What you are asked to do
Where a line in the listing below holds the word "ChatArea", count that line; give the total alone.
[Start of section]
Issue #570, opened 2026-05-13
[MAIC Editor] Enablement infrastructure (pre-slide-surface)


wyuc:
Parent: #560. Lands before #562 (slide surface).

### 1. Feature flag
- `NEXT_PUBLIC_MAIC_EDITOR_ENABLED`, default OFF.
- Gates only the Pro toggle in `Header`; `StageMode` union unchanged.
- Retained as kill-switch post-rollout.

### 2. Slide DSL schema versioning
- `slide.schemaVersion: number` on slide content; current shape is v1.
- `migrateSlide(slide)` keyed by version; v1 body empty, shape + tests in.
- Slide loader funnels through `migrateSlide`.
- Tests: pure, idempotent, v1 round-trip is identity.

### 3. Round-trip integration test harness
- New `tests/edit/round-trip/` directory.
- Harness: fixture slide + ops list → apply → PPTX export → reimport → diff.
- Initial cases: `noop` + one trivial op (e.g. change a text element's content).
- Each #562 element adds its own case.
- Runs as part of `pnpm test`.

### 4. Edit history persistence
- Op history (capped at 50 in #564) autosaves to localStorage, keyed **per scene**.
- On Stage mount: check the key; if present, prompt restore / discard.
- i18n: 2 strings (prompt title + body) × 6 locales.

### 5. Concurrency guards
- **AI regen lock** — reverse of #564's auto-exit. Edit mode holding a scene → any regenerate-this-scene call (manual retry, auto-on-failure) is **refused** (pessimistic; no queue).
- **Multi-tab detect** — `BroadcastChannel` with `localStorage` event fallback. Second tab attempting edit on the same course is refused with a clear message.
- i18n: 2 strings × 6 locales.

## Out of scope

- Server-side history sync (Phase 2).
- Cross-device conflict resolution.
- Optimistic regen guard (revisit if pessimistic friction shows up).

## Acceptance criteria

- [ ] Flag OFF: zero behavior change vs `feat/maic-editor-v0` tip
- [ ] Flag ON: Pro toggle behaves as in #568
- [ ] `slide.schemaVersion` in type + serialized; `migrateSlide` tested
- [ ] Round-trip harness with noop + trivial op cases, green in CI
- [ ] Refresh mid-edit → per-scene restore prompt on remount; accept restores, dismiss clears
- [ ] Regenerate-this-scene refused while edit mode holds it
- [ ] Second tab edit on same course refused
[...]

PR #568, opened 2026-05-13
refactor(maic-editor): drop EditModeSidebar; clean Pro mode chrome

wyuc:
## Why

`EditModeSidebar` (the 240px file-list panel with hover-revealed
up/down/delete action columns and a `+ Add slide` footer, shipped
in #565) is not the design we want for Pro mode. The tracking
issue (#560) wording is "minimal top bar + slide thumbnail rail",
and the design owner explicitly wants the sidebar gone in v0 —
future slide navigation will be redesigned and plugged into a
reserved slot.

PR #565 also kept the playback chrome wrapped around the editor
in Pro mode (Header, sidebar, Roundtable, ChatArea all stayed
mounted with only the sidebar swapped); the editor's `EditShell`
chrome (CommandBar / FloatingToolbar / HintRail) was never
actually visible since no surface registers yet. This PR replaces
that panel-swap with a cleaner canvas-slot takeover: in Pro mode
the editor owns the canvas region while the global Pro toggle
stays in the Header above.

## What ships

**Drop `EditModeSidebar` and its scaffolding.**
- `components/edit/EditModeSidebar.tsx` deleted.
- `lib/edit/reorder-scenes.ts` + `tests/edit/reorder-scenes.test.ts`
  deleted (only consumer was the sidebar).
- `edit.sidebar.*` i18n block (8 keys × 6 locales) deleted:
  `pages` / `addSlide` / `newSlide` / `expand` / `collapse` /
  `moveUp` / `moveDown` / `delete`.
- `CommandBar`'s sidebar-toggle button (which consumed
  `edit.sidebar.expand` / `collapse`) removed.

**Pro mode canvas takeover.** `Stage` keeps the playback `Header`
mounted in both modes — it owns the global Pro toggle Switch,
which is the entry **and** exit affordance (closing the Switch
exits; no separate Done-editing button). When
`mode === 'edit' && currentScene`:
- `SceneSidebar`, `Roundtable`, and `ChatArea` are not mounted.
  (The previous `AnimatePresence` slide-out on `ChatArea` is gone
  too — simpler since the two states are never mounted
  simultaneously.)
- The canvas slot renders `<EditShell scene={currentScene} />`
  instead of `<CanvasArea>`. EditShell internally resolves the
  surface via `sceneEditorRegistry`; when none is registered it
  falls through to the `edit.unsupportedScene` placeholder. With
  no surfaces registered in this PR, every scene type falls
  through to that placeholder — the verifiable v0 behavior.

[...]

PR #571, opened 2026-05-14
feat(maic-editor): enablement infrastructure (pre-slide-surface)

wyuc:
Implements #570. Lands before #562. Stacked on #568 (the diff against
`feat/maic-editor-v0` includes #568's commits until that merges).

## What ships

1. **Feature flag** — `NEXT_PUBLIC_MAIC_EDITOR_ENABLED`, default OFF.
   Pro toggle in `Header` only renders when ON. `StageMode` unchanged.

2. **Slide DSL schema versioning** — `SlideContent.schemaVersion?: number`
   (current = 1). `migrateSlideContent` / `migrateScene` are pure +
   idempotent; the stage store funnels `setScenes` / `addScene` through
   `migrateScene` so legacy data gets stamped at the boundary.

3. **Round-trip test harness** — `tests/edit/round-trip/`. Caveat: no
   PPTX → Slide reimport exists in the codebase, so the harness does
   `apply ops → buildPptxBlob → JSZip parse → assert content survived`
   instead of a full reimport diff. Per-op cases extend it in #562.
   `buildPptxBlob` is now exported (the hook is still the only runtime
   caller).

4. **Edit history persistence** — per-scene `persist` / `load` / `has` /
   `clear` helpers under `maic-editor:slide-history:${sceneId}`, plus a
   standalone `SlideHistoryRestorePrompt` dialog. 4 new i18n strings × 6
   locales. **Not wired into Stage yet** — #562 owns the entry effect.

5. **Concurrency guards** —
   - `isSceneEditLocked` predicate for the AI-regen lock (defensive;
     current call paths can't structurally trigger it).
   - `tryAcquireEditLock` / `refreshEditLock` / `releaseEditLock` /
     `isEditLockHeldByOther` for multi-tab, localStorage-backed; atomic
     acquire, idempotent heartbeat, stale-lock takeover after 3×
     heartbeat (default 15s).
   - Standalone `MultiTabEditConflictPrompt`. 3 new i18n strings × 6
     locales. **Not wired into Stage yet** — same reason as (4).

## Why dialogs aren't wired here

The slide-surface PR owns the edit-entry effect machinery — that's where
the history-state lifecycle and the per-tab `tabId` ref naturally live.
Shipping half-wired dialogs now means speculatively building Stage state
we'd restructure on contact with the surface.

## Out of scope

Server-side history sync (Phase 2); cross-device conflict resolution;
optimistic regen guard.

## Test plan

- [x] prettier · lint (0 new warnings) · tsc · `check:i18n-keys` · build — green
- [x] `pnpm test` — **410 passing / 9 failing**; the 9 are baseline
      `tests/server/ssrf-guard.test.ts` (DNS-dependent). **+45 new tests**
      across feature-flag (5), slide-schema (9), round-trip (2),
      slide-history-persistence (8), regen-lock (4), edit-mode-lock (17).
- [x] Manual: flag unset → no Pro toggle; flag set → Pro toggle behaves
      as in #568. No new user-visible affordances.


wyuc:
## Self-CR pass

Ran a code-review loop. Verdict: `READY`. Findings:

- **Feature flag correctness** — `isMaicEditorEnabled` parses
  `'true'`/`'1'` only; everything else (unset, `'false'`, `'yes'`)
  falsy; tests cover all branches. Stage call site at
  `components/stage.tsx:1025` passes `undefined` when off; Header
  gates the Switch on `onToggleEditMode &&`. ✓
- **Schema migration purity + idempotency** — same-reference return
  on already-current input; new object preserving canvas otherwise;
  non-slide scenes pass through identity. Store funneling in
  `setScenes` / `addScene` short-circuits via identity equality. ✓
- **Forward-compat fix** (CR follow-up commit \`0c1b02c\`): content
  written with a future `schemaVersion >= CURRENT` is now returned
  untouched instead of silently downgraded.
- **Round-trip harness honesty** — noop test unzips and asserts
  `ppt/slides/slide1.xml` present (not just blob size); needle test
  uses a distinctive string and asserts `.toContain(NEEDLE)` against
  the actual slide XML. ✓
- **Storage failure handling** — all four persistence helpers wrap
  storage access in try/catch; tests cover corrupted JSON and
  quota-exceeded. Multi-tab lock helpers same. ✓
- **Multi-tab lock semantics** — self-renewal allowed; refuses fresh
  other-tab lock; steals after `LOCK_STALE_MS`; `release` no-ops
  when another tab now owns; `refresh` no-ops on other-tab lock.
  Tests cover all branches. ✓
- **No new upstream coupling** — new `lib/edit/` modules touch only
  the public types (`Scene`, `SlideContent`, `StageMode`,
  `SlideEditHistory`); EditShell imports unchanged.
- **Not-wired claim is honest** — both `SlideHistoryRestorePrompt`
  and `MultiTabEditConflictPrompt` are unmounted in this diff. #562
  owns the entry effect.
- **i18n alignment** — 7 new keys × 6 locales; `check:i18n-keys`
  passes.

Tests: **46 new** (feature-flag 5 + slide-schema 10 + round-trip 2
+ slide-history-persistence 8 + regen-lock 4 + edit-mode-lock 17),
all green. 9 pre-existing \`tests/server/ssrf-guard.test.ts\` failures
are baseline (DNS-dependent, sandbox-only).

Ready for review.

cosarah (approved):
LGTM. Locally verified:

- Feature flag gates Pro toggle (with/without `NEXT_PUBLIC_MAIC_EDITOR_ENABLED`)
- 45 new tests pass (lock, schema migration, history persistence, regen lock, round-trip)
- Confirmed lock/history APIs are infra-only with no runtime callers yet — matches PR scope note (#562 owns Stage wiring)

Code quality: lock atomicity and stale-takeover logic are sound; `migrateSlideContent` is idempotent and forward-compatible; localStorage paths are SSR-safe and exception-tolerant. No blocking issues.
[End of section]
Written answer
3